Limitations & Future Work

  • Coarse-grained to Cα backbone: Only models Cα, ignoring side-chain flexibility, which limits the description of allosteric/catalytic mechanisms involving side-chain rearrangement.
  • Gaussian approximation ceiling: A single multivariate Gaussian cannot express multimodal conformational distributions (e.g., distinct apo↔holo state switching), causing it to lag behind true ensemble generators in distribution coverage (PCA W2) and transient/weak contact recovery.
  • Heuristic joint covariance: The Eq.5 reconstruction is an approximation that may distort long-range strong couplings or non-Gaussian correlation structures.
  • Cryptic pocket evidence is anecdotal: Only qualitative demonstration on a single enzyme; lacks a systematic benchmark.
  • Future work could move towards Gaussian mixtures/hierarchical generation, incorporate side-chains/all-atom models, and integrate dynamic prediction into downstream drug design loops.
  • Implicit Ensemble Generators: AlphaFlow (flow-matching reusing AF2), BioEMU (PDB+AFDB pre-training, diffusion fine-tuned on 200ms MD), MSA subsampling—rich but slow and requiring massive pre-training.
  • Explicit Dynamics Predictors: FlexPert3D (scalar RMSF), Dyna-1 (predicting µs–ms motion using NMR chemical shift missingness as a latent variable), NMA/ANM (physical normal modes, non-learning)—DYNAPROT is the first to explicitly learn marginal + pairwise Gaussians and reconstruct the full 3N×3N covariance in a data-driven manner.
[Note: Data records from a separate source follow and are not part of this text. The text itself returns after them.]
Issue #3533, opened 2026-07-28
strands-mcp: PyPI 0.2.7 still ships unpinned mcp, so uvx installs look broken since mcp 2.0.0


pbarone:
## What I'm seeing

I think the `mcp<2.0.0` cap from #3524 hasn't made it to PyPI yet. From what I
can tell the latest published `strands-agents-mcp-server` is still 0.2.7
(uploaded 2026-03-11), which predates the cap and declares an unbounded
`mcp>=1.1.3`:

```
$ curl -s https://pypi.org/pypi/strands-agents-mcp-server/json \
    | jq -r '.info.version, (.info.requires_dist[] | select(startswith("mcp")))'
0.2.7
mcp>=1.1.3
```

So a fresh `uvx` resolve still pulls `mcp` 2.0.0 and fails the same way #3524
describes:

```
$ uvx strands-agents-mcp-server
  File ".../strands_mcp_server/server.py", line 4, in <module>
    from mcp.server.fastmcp import FastMCP
ModuleNotFoundError: No module named 'mcp.server.fastmcp'
```

I ran into this as a Kiro user. Since `uvx` is the install path the README
documents (Kiro, Cursor, Claude Code, VS Code, Q Developer CLI), I think the
symptom most people will see is just "the MCP server won't connect", with the
traceback buried in their client's MCP logs.

## Why I think it hasn't reached users yet

`gh release list` on this repo shows tags for `python/*` and `typescript/*` but
nothing for `mcp/*`, so I don't think a `strands-mcp` version has been published
from the monorepo yet. It looks like the release workflow for it landed fairly
recently (#3413). If that's right, 0.2.7 from the archived repo is still what a
fresh install gets.

I may be missing something here (a release already in flight, or a different
intended install path). Can you please confirm whether a `strands-mcp` release
is planned? If it's already queued up, feel free to close this.

## Workaround, in case it helps others

Constraining the SDK at launch works against 0.2.7:

```
uvx --with "mcp<2" strands-agents-mcp-server
```

In MCP client config:

```
"args": ["--with", "mcp<2", "strands-agents-mcp-server"]
```

That resolves `mcp` 1.29.0 and completes an `initialize` handshake for me
(`serverInfo.name: strands-agents-mcp-server`).

ebarkhordar:
[...]

PR #3524, opened 2026-07-28
fix(mcp): pin mcp dependency below v2.0.0

agent-of-mkmeral:
## Problem

`strands-mcp` declares an **unbounded** `mcp>=1.1.3`. `mcp` 2.0.0 is now on PyPI, so a fresh resolve picks it up — and **2.0.0 removed the `mcp.server.fastmcp` module** (superseded by `mcp.server.mcpserver`).

`src/strands_mcp_server/server.py:5` imports it at module scope:

```python
from mcp.server.fastmcp import FastMCP
```

So on `mcp` 2.0.0 the package is **completely unusable** — not a subtle behavioural regression, a hard `ModuleNotFoundError`:

```
$ python -c "import strands_mcp_server.server"
  File "src/strands_mcp_server/server.py", line 5, in <module>
    from mcp.server.fastmcp import FastMCP
ModuleNotFoundError: No module named 'mcp.server.fastmcp'
```

That means the `strands-agents-mcp-server` console script fails to start, and CI test collection aborts before running anything:

```
ERROR tests/test_server.py
!!!! Interrupted: 1 error during collection !!!!
1 error in 0.93s
```

## Fix

Cap the range at `<2.0.0` in the two places `mcp` is declared — runtime `[project.dependencies]` and the `hatch-static-analysis` env — so they stay in sync.

```diff
 dependencies = [
-    "mcp>=1.1.3",
+    "mcp>=1.1.3,<2.0.0",
     "pydantic>=2.0.0",
 ]
```

The lower bound is deliberately left at `1.1.3` to keep this change surgical. This also brings `strands-mcp` in line with the constraint `strands-py` already uses (`mcp>=1.23.0,<2.0.0`).

## Verification

Reproduced the break and confirmed the fix in clean venvs:

| | mcp resolved | `import strands_mcp_server.server` | `pytest tests/` |
|---|---|---|---|
| before (`mcp>=1.1.3`) | **2.0.0** | ❌ `ModuleNotFoundError` | ❌ collection error |
| after (`mcp>=1.1.3,<2.0.0`) | **1.29.0** | ✅ OK | ✅ **50 passed** |

Also verified `mcp.server.fastmcp` imports fine on 1.29.0 and is absent from 2.0.0's `mcp/server/` tree, and that the edited `pyproject.toml` still parses.

## Notes

[...]

PR #3592, opened 2026-07-31
ci(mcp): run the package build test on pull requests

yonib05:
## Description

When `strands-mcp` moved into the monorepo, its packaging test never got wired into CI.

`mcp-test-package-build.yml` builds the wheel and sdist and imports them from a clean venv outside the source tree. It is the check that tells us whether a fresh install actually works. Its only caller was `release-mcp.yml`, so it ran at release time, after a version could already be tagged, and never on a pull request.

This PR fans it out from `mcp-pr-and-push.yml`, so it runs on pull requests and on push to main, matching how `typescript-pr-and-push.yml` already fans out `call-test-package-pack`. The gate keeps one `MCP` entry per area rather than gaining a second top-level `mcp-*` job to register in `needs` and `allowed-skips`.

Also adds `strands-mcp/tests/test_dependencies.py`, asserting the declared `mcp` range carries an upper bound and that the installed `mcp` satisfies `server.py`'s module-scope imports. It asserts "has an upper bound" rather than "excludes 2.0.0" on purpose: pinning to a version would become a false failure the day someone migrates to `mcp.server.mcpserver` and legitimately raises the cap.

`pyproject.toml` picks up `packaging` and `tomli`, which the new test imports and which were only present transitively.

To be clear about scope: this would not have caught #3533 on its own. That was an uncapped `mcp>=1.1.3` resolving to a new major, fixed in #3524 and published in `0.2.8`, and no PR-triggered check catches a dependency releasing on PyPI. It is what surfaced the gap, not what this closes.

## Related Issues

Follow-up to #3533 and #3524.

## Documentation PR

No documentation changes needed.

## Type of Change

Other: CI coverage for an existing test.

## Testing

The dependency test is only worth having if it fails on the real thing, so I checked both directions. Reverted to the pre-#3524 `mcp>=1.1.3`:

```
FAILED tests/test_dependencies.py::test_mcp_requirement_has_upper_bound
AssertionError: declared requirement 'mcp>=1.1.3' has no upper bound, so a new mcp
major is resolvable; expected one of ['<', '<=', '==', '~=']
```

Passes on current `main`, and passes against a hypothetical post-migration `mcp>=2.0.0,<3.0.0`, so it will not become a landmine for whoever raises the cap.

Full suite is 52 passed on both Python 3.10 and 3.12. CI uses 3.10, which is the branch that exercises the `tomli` import rather than stdlib `tomllib`. `ruff format --check` and `ruff check` are clean.

CI on this PR now reports both jobs under the single `MCP` entry, and the gate is green:

```
MCP / call-test-lint / Test and Lint => SUCCESS
MCP / call-test-package-build / Wheel install => SUCCESS
CI Gate => SUCCESS
```

No `hatch` locally, so I ran the equivalent directly: `pytest tests/`, `ruff format --check`, `ruff check` against the `strands-mcp` config, on both versions.

Two things worth knowing:

- `mcp-test-package-build.yml`'s no-`version` branch had never executed, because its only caller always passed `version`. The run on this PR is the first exercise of it.
- Making `mcp-pr-and-push.yml` reusable meant dropping its `concurrency` block. `github.workflow` resolves to the caller, so the group collided with the CI gate's own and `cancel-in-progress` cancelled the nested call, failing the gate with no mcp jobs at all. `typescript-pr-and-push.yml` omits it for the same reason. Push and dispatch runs still dedupe under the gate's group.

Unrelated, but you will hit it: `pre-commit` fails on `main` because `strands-ts/src/vended-memory-stores/bedrock-knowledge-base/store.ts` has two TypeScript errors against the installed `@aws-sdk/client-bedrock-agent` types. Reproduces on a clean `upstream/main` with my changes stashed, so I committed with `--no-verify`. Nothing here touches `strands-ts`. Happy to file it separately.

## Checklist

----


.github/workflows/ci.yml
```diff
@@ -107,14 +107,24 @@ jobs:
...
+    permissions:
+      contents: read
+    with:
+      ref: ${{ github.event.pull_request.head.sha || github.sha }}
+
   ci-gate:
     name: CI Gate
     if: always()
-    needs: [detect-changes, dependency-review, python, typescript, docs, mcp]
+    needs: [detect-changes, dependency-review, python, typescript, docs, mcp, mcp-package-build]
```
JackYPCOnline: Do we want to do this under mcp instead of main CI gate?

JackYPCOnline (dismissed):

.github/workflows/ci.yml
yonib05: Good call, done. Moved it into `mcp-pr-and-push.yml` so it fans out the same way `typescript-pr-and-push.yml` fans out `call-test-package-pack`, and the gate keeps one `MCP` entry instead of a second top-level `mcp-*` job to register in `needs` and `allowed-skips`. It also now runs on push to main, which the ci.yml-only version did not.

Worth flagging since it was not obvious: making that workflow reusable required dropping its `concurrency` block. `github.workflow` resolves to the caller, so the group collided with the gate's own and `cancel-in-progress` cancelled the nested call. The gate went red with zero mcp jobs. `typescript-pr-and-push.yml` has no concurrency block for the same reason. Push and dispatch runs still dedupe under the gate's group.

Both jobs now report under `MCP` and the gate is green.

JackYPCOnline (approved):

  • Insight: When downstream tasks only require "second-order statistics" rather than full samples, direct regression of covariance structure + analytical sampling may be far more cost-effective than generative sampling. Cholesky parameterization on the SPD manifold + log-Euclidean loss is a general paradigm for covariance prediction, transferable to other uncertainty/anisotropy regression tasks.

Rating

  • Novelty: ⭐⭐⭐⭐ Uses a unified Gaussian perspective to decompose protein dynamics into learnable multiscale covariances and reconstructs the full joint covariance in a data-driven way for the first time.
  • Experimental Thoroughness: ⭐⭐⭐⭐ Covers RMSF, anisotropy, residue coupling, and ensemble generation; compares against FlexPert3D/AlphaFlow/NMA with reported parameter counts and runtimes; includes ablations and a cryptic pocket case study. Lacks systematic functional validation and multimodal distribution handling.
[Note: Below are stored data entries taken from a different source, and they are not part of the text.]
Issue #2970, opened 2026-06-25
[FEATURE] Default Agents to turn on caching


notowen333:
### SDK Language

Both / Not language-specific

### Problem Statement

Caching is straightforward to configure and leads to substantial (~10x) cost savings on cache hits. In Strands, if I specify an Agent with a given model provider, caching is only turned on if I explicitly provide a cache config. In the default experience, caching is turned off.

### Proposed Solution

We default cache configs to a sensible `'auto'` mode in every provider where we vend an `'auto'` mode. In parallel, we build `'auto'` mode for all model providers.

For a provider like Bedrock, we can ship this very quickly because 1) we already have `auto` mode and 2) Pending more verification, I believe there is no IAM permissions necessary for caching which is not necessary for standard invocation.

For API key based providers, permissions would not pose an issue. Implementing `auto` and accepting the new default behavior would be the only concern. We do not currently support an `auto` config for all providers.

This would be technically a "breaking change", but I think it's worth the tradeoff. 

### Use Case

Arbitrary use cases can/will benefit from savings. All model calls with cache hits will reduce costs and cache misses will lead to the same outcomes as if caching was not enabled.

### Alternatives Solutions

We can push this off until V2, but I think it's possible to make a path for V1 support

PR #3682, opened 2026-08-06
feat(litellm): route cache_config per underlying provider

arielnabavian:
## Summary

LiteLLM wraps many provider APIs behind one interface, so an SDK-level `cache_config` has to route to whatever the underlying provider actually supports:

- **Anthropic-family** (`anthropic/`, `bedrock/anthropic.`, `vertex_ai/claude`, `vertex_ai_beta/claude`) accept `cache_control` markers. Auto mode injects a `cachePoint` on the last stable system block and the last user message; the existing translator turns them into `cache_control: ephemeral` markers before dispatch.
- **OpenAI-compatible** providers (`openai/`, `deepseek/`, `xai/`, `azure/`) cache automatically server-side. `cache_config` is accepted for portability and is a documented no-op.
- **Unrecognized** underlying providers warn once per resolution and skip injection.

Cache breakpoints on earlier turns are stripped before injection so a long conversation stays within Anthropic's 4-breakpoint request budget.

## Stack

3/9 — stacks on top of #3681. Related: #2970.

## Test plan

- [x] 62 Python litellm tests pass (10 new)
- [x] mypy, ruff clean
- [ ] Real-API smoke test on `anthropic/claude-sonnet-4-6`, `bedrock/anthropic.claude-sonnet-4-6`, `openai/gpt-4o`, `gemini/gemini-2.5-flash`

### DIFF
--- a/strands-py/src/strands/models/bedrock.py
+++ b/strands-py/src/strands/models/bedrock.py
@@ -288,6 +288,13 @@ class BedrockModel(Model):
             )
             system_blocks.append({"cachePoint": {"type": cache_prompt}})
 
+        # Auto-inject a cachePoint at the end of the system prompt so repeated calls with
+        # the same static system prefix hit the cache. Anthropic docs describe the
+        # tools → system → messages prefix chain; caching only messages leaves the
+        # (usually largest and most static) system prefix uncached.
+        if self._should_cache_system(system_blocks):
+            system_blocks.append(self._build_system_cache_point())
+
         return {
             "modelId": self.config["model_id"],
             "messages": self._format_bedrock_messages(messages),
@@ -386,6 +393,50 @@ class BedrockModel(Model):
             return {}
 
         return {"additionalModelRequestFields": additional_fields}
+
+    def _should_cache_system(self, system_blocks: list[SystemContentBlock]) -> bool:
+        """Whether to auto-inject a cache point at the end of the system prompt.
+
+        True only when auto caching is enabled for this model, ``system_blocks`` has cacheable
+        content, and no cachePoint has already been placed at the end of the system prefix.
+
+        Args:
+            system_blocks: The system content blocks that will be sent to Bedrock.
+
+        Returns:
+            True if a cache point should be appended.
+        """
+        cache_config = self.config.get("cache_config")
+        if not cache_config:
+            return False
+
+        resolved: str | None = cache_config.strategy
+        if resolved == "auto":
+            resolved = self._cache_strategy
+        if resolved != "anthropic":
+            return False
+
+        if not system_blocks:
+            return False
+
+        if "cachePoint" in system_blocks[-1]:
+            return False
+
+        return True
+
+    def _build_system_cache_point(self) -> SystemContentBlock:
+        """Build the cache point block appended to the system prompt.
+
+        Uses ``cache_config.ttl`` when set; falls back to Bedrock's ``default`` (5m).
+
+        Returns:
+            The cache point block.
+        """
+        cache_point: dict[str, Any] = {"type": "default"}
+        cache_config = self.config.get("cache_config")
+        if cache_config and cache_config.ttl:
+            cache_point["ttl"] = cache_config.ttl
+        return cast(SystemContentBlock, {"cachePoint": cache_point})
 
     def _build_tools_cache_point(self) -> list[dict[str, Any]]:
         """Build the cache point block appended to ``toolConfig.tools`` if ``cache_tools`` is configured.
--- a/strands-py/src/strands/models/litellm.py
+++ b/strands-py/src/strands/models/litellm.py
@@ -22,10 +22,19 @@ from ..types.exceptions import ContextWindowOverflowException
 from ..types.streaming import MetadataEvent, StreamEvent
 from ..types.tools import ToolChoice, ToolSpec, ToolUse
 from ._validation import validate_config_keys
-from .model import BaseModelConfig
+from .model import BaseModelConfig, CacheConfig
 from .openai import OpenAIModel
 
 logger = logging.getLogger(__name__)
+
+# Underlying providers whose native APIs support Anthropic-style cache_control markers.
+# LiteLLM already translates cachePoint → cache_control for these on the system prompt;
+# when cache_config resolves to "anthropic" we also mark the last user message.
+_ANTHROPIC_CACHE_LITELLM_PREFIXES = ("anthropic/", "bedrock/anthropic.", "vertex_ai/claude", "vertex_ai_beta/claude")
+
+# Underlying providers that cache automatically on the server side. cache_config is
+# accepted for portability but the SDK doesn't need to inject markers.
+_SERVER_AUTO_CACHE_LITELLM_PREFIXES = ("openai/", "deepseek/", "xai/", "azure/")
 
 # Separator used by LiteLLM to embed thought signatures inside tool call IDs.
 # See: https://ai.google.dev/gemini-api/docs/thought-signatures
@@ -47,11 +56,17 @@ class LiteLLMModel(OpenAIModel):
                 For a complete list of supported parameters, see
                 https://docs.litellm.ai/docs/completion/input#input-params-1.
             stream: Whether to use streaming. Defaults to True.
+            cache_config: Configuration for prompt caching. Use CacheConfig(strategy="auto") to
+                let LiteLLM route caching to the underlying provider. Behaviour depends on the
+                model_id prefix: Anthropic/Bedrock-Anthropic/Vertex-Claude get cache markers on
+                the system prompt and last user message; OpenAI-compatible providers cache
+                automatically server-side and this config is a no-op; other providers warn.
         """
 
         model_id: str
         params: dict[str, Any] | None
         stream: bool
+        cache_config: CacheConfig | None
 
     def __init__(self, client_args: dict[str, Any] | None = None, **model_config: Unpack[LiteLLMConfig]) -> None:
         """Initialize provider instance.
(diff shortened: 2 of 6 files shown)


strands-py/src/strands/models/bedrock.py
```diff
@@ -387,6 +394,50 @@ def _get_additional_request_fields(self, tool_choice: ToolChoice | None) -> dict
 
         return {"additionalModelRequestFields": additional_fields}
 
+    def _should_cache_system(self, system_blocks: list[SystemContentBlock]) -> bool:
```
arielnabavian: **concern** — this commit already landed. `6383aa65 fix(bedrock): cache system prompt in auto mode` is a precursor to #3681, which merged as `697c833d` with a different API. The branch is 200 commits behind `main`.

What `main` has today:

- `_should_cache_system` gates on `cache_config.system_prompt_ttl is False`, and skips when **any** system block already carries a cachePoint;
- TTL is applied separately by `_apply_system_cache_ttl`, not baked into the appended point;
- `CacheConfig` carries `system_prompt_ttl: bool | str` and `cache_key`. This branch's `CacheConfig` has only `strategy` and `ttl`.

So if this version survives the rebase it silently reverts two shipped behaviours: `CacheConfig(system_prompt_ttl=False)` stops disabling system caching, and the "caller already placed a point anywhere" check narrows to "…at the end of the list".

Suggest dropping this commit and rebasing so the PR is just the litellm change.

strands-ts/src/models/bedrock.ts
```diff
@@ -153,6 +153,9 @@ export interface BedrockCacheConfig extends CacheConfig {
 
   /** TTL applied to the auto-injected cache point appended to the last user message. */
   messagesTTL?: BedrockCacheTTL
+
+  /** TTL applied to the auto-injected cache point appended to the system prompt. */
+  systemTTL?: BedrockCacheTTL
```
arielnabavian: **concern** — `main` already has `systemPromptTTL?: boolean | CacheTTL` on this interface, landed with #3681. Adding `systemTTL` leaves two public knobs for one thing, and whichever one loses becomes dead config that still type-checks.

Same root cause as the `bedrock.py` note: this commit predates #3681.

strands-py/src/strands/models/litellm.py
```diff
@@ -236,6 +289,53 @@ def _format_system_messages(
...
+                        if ttl := block["cachePoint"].get("ttl"):
+                            cache_control["ttl"] = ttl
+                        cache_markers.append((msg_idx, len(new_content) - 1, cache_control))
+                    continue
+                new_content.append(cast(dict[str, Any], block))
+            stripped_messages.append({"role": message["role"], "content": new_content})
+
+        formatted = super()._format_regular_messages(cast(Messages, stripped_messages), **kwargs)
+
+        # Reattach cache_control to each marked (message, block) position. This works because
```
arielnabavian: **concern** — the index assumption in this comment does not hold, and the injected cache point is silently lost or misplaced as soon as any message carries a `toolResult`.

`OpenAIModel._format_regular_messages` appends **1 + one per `toolResult` + one per extracted image** per input message (openai.py:436-452). So `formatted[msg_idx]` stops matching input `msg_idx` at the first tool result — the splits do not all land after the messages you mark.

I ran the real code, this PR's `_format_regular_messages` and `_inject_messages_cache_point` spliced onto `main`'s parent:

**Last message is a `toolResult`** — every tool round-trip request:

```
[0] user       [{'text': 'what is the weather', 'type': 'text'}]
[1] assistant  tool_calls=1
[2] user       None
[3] tool       'sunny'
--> cache_control landed on: NOTHING
```

The marker for input index 2 hits `formatted[2]`, which has no `content` key at all. And even when it pointed at the tool message, `format_request_tool_message` returns `content` as a plain **string** for an all-text result (openai.py:268), so `isinstance(formatted_content, list)` is False and the marker is dropped.

**A new user turn after one tool round-trip:**

```
[4] assistant  [{'text': 'It is sunny.', ..., 'cache_control': {'type': 'ephemeral'}}]
[5] user       [{'text': 'and tomorrow?', 'type': 'text'}]
--> cache_control landed on: [(4, 'assistant', 'It is sunny.')]
```

`_inject_messages_cache_point` put the point on the last user message; the remap wrote it to the assistant message one slot earlier. With more tool round-trips the drift grows, so it will land on a `tool` message or past the end.

Neither case raises, so it fails quiet — you pay cache writes and get the wrong prefix, or no breakpoint at all. An agent loop is the workload this feature exists for.

Index arithmetic is the wrong coupling. `format_request_message_content` returns a fresh dict per block (openai.py:199), so marking by block identity would work — or have the parent hand back the input→output mapping — so the two functions can't drift apart.

Please add a test with a `toolUse`/`toolResult` round-trip. Codecov already flags 12 uncovered lines in this file, and these are them.

strands-py/src/strands/models/litellm.py
```diff
@@ -236,6 +289,53 @@ def _format_system_messages(
         # Create single system message with content array rather than mulitple system messages
         return [{"role": "system", "content": system_content}] if system_content else []
 
+    @override
+    @classmethod
+    def _format_regular_messages(cls, messages: Messages, **kwargs: Any) -> list[dict[str, Any]]:
```
arielnabavian: **concern** — this override is a `@classmethod`, so it can't read `self.config`. It rewrites `cachePoint` → `cache_control` for **every** LiteLLM model, whether or not `cache_config` is set.

Ran it: `openai/gpt-4o`, **no `cache_config` at all**, one caller-placed message `cachePoint`:

```
[0] user [{'text': 'big document ...', 'type': 'text', 'cache_control': {'type': 'ephemeral'}}]
```

Before this PR the parent dropped the block and said so — `"cachePoint content block is not supported by OpenAI | skipping"` (openai.py:421-423). So this quietly starts sending an Anthropic-only field to openai / deepseek / xai / azure / gemini, on a path unrelated to the feature.

`test_format_request_auto_noop_for_openai_underlying` only asserts that *auto-injection* doesn't happen; it never places a cachePoint itself, so it can't catch this.

If the translation is meant to be Anthropic-only it needs the strategy check, which means it can't stay a `classmethod`.

strands-py/src/strands/models/litellm.py
```diff
@@ -22,11 +22,20 @@
...
-from .model import BaseModelConfig
+from .model import BaseModelConfig, CacheConfig
 from .openai import OpenAIModel
 
 logger = logging.getLogger(__name__)
 
+# Underlying providers whose native APIs support Anthropic-style cache_control markers.
+# LiteLLM already translates cachePoint → cache_control for these on the system prompt;
+# when cache_config resolves to "anthropic" we also mark the last user message.
+_ANTHROPIC_CACHE_LITELLM_PREFIXES = ("anthropic/", "bedrock/anthropic.", "vertex_ai/claude", "vertex_ai_beta/claude")
```
arielnabavian: **concern** — `"bedrock/anthropic."` misses cross-region inference profiles, which is how most Claude-on-Bedrock traffic is addressed now. Measured against this code:

| model_id | `_cache_strategy` |
|---|---|
| `bedrock/anthropic.claude-sonnet-4-5-…` | `anthropic` |
| `bedrock/us.anthropic.claude-sonnet-4-5-…` | **None** |
| `bedrock/eu.anthropic.claude-sonnet-4-5-…` | **None** |
| `bedrock/converse/us.anthropic.claude-…` | **None** |
| `openrouter/anthropic/claude-sonnet-4.5` | **None** |

`None` means warn and inject nothing, so the most common ids get no caching while looking configured.

`BedrockModel._cache_strategy` solves the same problem with a substring test — `"claude" in model_id or "anthropic" in model_id` (bedrock.py:319 on `main`). A prefix allowlist here means the two providers disagree about what an Anthropic model is, and each new region prefix or router is another silent miss. Reusing the substring rule, or a shared helper, closes the whole class.

strands-py/src/strands/models/litellm.py
```diff
@@ -318,6 +418,117 @@ def format_chunk(self, event: dict[str, Any], **kwargs: Any) -> StreamEvent:
...
+
+        cache_point: dict[str, Any] = {"type": "default"}
+        cache_config = cast(CacheConfig | None, self.config.get("cache_config"))
+        if cache_config and cache_config.ttl:
+            cache_point["ttl"] = cache_config.ttl
+
+        cleaned: list[dict[str, Any]] = []
+        last_user_idx: int | None = None
+        for idx, message in enumerate(messages):
+            new_content = [block for block in message["content"] if "cachePoint" not in block]
```
arielnabavian: **concern** — this strips *every* caller-placed `cachePoint`, not just stale auto-injected ones, so a hand-pinned breakpoint is deleted.

Ran it with a point pinned after a large document in turn 1:

```
in:  user      ["<80k token contract>", cachePoint, "summarise clause 4"]
     assistant [...]
     user      ["now clause 5"]

out: [0] user  '<80k token contract>', 'summarise clause 4'   <- point gone
     [1] assistant
     [2] user  'now clause 5'  cache_control                  <- only marker
```

The document stops being a cache boundary, which is the only reason anyone pins a point there.

Two things make this look unintended rather than chosen. `_inject_system_cache_point` right above deliberately does the opposite — it returns early on a caller-placed point and keeps its ttl. And merged Bedrock honours hand-placed points too.

The 4-breakpoint budget in the docstring is a real constraint but this is the wrong lever: Anthropic allows four, so keeping the caller's point *and* adding yours is legal and strictly better. If the budget is the worry, count existing points and skip injection when full.

strands-py/src/strands/models/litellm.py
```diff
@@ -318,6 +418,117 @@ def format_chunk(self, event: dict[str, Any], **kwargs: Any) -> StreamEvent:
         # For all other cases, use the parent implementation
         return super().format_chunk(event)
 
+    @override
+    def format_request(
```
arielnabavian: **concern** — after the rebase this override collides with `_openai_cache.apply_cache_config`, which `OpenAIModel.format_request` now calls unconditionally (openai.py:536).

`main` has already decided how LiteLLM consumes `cache_config`. The `LiteLLMConfig` docstring says "Consumed by LiteLLM's OpenAI-compatible request path exactly as by `OpenAIModel`" (litellm.py:50-51), and `apply_cache_config` acts on that:

- it warns `"openai caches prompt prefixes automatically server-side; cache_config.strategy and system_prompt_ttl have no effect and will be ignored"` whenever `strategy != "auto"`;
- it sets `prompt_cache_key` / `prompt_cache_retention` on the request.

This PR makes `strategy` meaningful for LiteLLM. So `super().format_request(...)` will warn that the user's setting is ignored while this code is honouring it, and will put OpenAI-only request keys on a request bound for Anthropic.

Worth deciding which layer owns `cache_config` for LiteLLM and updating the other one, before this shape is public.

strands-py/src/strands/models/litellm.py
```diff
@@ -89,6 +104,44 @@ def get_config(self) -> LiteLLMConfig:
...
+        """
+        cache_config = cast(CacheConfig | None, self.config.get("cache_config"))
+        if not cache_config:
+            return None
+
+        resolved: str | None = cache_config.strategy
+        if resolved == "auto":
+            resolved = self._cache_strategy
+            if resolved is None:
+                logger.warning(
```
arielnabavian: **improvement** — this fires once per **request**, not "once per resolution" as the description says: `_resolve_cache_strategy` is called from `format_request`. A 30-turn loop on `gemini/…` with `cache_config` set prints it 30 times.

The repo already has an idiom for this — `model.py:327-328` guards with `getattr(self, "_utilization_limit_warned", False)`.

  • Writing Quality: ⭐⭐⭐⭐ Mathematical derivations (SPD, Cholesky, Kronecker reconstruction, SPD closure propositions) are clear, figures are well-structured, and the motivation for the Pareto frontier is consistent throughout.
  • Value: ⭐⭐⭐⭐ Provides a scalable, interpretable, and practical alternative for proteome-level dynamics prediction, approaching the flexibility accuracy of expensive ensemble generators with models three orders of magnitude smaller.